-- Entries provided follows --

PR #92, opened 2016-05-28
Better parsing of g* Options, and only use last argument

nolange:
Commonly some base configuration like CFLAGS="-O2 -g3 ..." will be
modified for builds by appending "-g0" to disable debug information.
This commit only en/disables options based on the last argument
that modifies debuginfo generation.

Also some more arguments are supported.

PS. Some more work, but it would be usefull to "normalize" the commandline,
so some permutations of the identical arguments wont evade the cache.
Eg. take only the last argument when possible (like with the -g options) and then
define a normalized order.

### DIFF
--- a/ccache.c
+++ b/ccache.c
@@ -2125,6 +2125,8 @@ cc_process_args(struct args *args, struct args **preprocessor_args,
 	char **argv;
 	bool result = true;
 	bool found_color_diagnostics = false;
+	int deb_level = 0;
+	const char *deb_argument = NULL;
 
 	expanded_args = args_copy(args);
 	stripped_args = args_init(0, NULL);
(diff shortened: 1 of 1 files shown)


ccache.c
```diff
@@ -2125,6 +2125,8 @@ cc_process_args(struct args *args, struct args **preprocessor_args,
 	char **argv;
 	bool result = true;
 	bool found_color_diagnostics = false;
+	int glevel = 0;
+	const char *gArgument = NULL;
```
jrosdahl: Please use variable names `like_this` instead of `likeThis`, just like the rest of the code.

ccache.c
```diff
@@ -2329,21 +2331,31 @@ cc_process_args(struct args *args, struct args **preprocessor_args,
...
-			if (str_eq(argv[i], "-g3")) {
-				/*
-				 * Fix for bug 7190 ("commandline macros (-D)
-				 * have non-zero lineno when using -g3").
-				 */
-				cc_log("%s used; not compiling preprocessed code", argv[i]);
-				conf->run_second_cpp = true;
+			const char *pLevel = argv[i] + 2;
+			int foundlevel = -1;
+			if (str_startswith(argv[i], "-ggdb"))
```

-- Entries provided concluded --

Problem statement: Copy every line of the entries above in which "code" occurs.

Answer:
jrosdahl: Please use variable names `like_this` instead of `likeThis`, just like the rest of the code.
-				cc_log("%s used; not compiling preprocessed code", argv[i]);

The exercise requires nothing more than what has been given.